Start of Data supplied

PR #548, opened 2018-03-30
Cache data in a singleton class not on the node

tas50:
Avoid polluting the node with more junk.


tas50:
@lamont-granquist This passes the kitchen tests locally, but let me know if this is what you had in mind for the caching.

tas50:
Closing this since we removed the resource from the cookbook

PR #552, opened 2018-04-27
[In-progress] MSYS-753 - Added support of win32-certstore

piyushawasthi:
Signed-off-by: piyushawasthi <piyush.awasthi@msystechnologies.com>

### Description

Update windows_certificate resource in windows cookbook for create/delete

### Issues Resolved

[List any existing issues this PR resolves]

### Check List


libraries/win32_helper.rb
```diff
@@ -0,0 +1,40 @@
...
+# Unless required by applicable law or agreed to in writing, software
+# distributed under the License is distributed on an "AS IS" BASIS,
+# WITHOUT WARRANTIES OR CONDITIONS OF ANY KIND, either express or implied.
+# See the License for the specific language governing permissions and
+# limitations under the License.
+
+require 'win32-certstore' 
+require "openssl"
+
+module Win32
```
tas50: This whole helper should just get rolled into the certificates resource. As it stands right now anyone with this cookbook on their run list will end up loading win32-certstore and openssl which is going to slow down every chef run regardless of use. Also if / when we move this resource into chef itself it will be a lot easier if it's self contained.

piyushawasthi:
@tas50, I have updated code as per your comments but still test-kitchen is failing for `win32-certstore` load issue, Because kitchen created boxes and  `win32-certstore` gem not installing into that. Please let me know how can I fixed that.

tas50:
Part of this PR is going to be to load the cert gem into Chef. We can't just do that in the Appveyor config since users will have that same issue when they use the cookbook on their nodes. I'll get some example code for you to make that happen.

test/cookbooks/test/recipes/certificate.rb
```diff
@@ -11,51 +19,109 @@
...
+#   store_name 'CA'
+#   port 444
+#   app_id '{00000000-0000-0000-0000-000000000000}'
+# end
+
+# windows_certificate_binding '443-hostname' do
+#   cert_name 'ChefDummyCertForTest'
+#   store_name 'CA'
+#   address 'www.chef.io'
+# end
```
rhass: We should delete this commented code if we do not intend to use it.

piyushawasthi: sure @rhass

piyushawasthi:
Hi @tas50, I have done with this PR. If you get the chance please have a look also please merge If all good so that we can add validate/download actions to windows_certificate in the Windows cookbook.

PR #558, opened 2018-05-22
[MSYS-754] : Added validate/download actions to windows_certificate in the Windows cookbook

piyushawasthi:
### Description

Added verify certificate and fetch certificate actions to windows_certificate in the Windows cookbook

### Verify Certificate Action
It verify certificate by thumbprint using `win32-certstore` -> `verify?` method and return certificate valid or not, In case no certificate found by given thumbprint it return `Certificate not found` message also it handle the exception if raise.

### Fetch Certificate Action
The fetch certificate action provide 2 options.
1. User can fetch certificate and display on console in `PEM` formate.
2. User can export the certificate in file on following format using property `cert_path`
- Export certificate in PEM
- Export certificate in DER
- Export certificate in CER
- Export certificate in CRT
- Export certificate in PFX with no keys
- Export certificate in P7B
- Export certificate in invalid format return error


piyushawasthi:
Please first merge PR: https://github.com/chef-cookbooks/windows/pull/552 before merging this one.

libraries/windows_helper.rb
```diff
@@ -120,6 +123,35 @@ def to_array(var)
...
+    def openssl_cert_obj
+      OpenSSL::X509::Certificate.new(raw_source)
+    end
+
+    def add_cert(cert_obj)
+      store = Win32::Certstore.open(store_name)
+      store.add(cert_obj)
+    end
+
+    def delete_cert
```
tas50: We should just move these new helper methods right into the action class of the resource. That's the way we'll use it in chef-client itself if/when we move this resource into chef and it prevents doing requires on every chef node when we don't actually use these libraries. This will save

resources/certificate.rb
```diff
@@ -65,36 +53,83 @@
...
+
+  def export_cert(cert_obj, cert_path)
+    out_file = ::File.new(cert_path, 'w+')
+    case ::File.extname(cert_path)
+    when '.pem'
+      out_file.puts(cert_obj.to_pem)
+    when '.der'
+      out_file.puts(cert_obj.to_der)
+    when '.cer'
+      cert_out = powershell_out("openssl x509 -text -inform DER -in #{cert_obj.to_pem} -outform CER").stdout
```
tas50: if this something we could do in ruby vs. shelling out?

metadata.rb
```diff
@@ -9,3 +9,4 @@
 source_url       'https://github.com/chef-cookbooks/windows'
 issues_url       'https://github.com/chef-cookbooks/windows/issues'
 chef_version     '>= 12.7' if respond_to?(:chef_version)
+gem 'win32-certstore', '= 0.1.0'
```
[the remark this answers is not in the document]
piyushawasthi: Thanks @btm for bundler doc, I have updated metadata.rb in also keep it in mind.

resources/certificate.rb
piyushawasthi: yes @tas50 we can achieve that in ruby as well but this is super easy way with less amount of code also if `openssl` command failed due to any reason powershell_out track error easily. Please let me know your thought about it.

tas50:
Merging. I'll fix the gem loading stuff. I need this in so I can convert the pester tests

End of Data supplied

What this task involves: Only the lines above from the one with "### Verify Certificate Action" up to and including the one with "The fetch certificate" should be repeated, exactly as written.

Task output:
### Verify Certificate Action
It verify certificate by thumbprint using `win32-certstore` -> `verify?` method and return certificate valid or not, In case no certificate found by given thumbprint it return `Certificate not found` message also it handle the exception if raise.

### Fetch Certificate Action
The fetch certificate action provide 2 options.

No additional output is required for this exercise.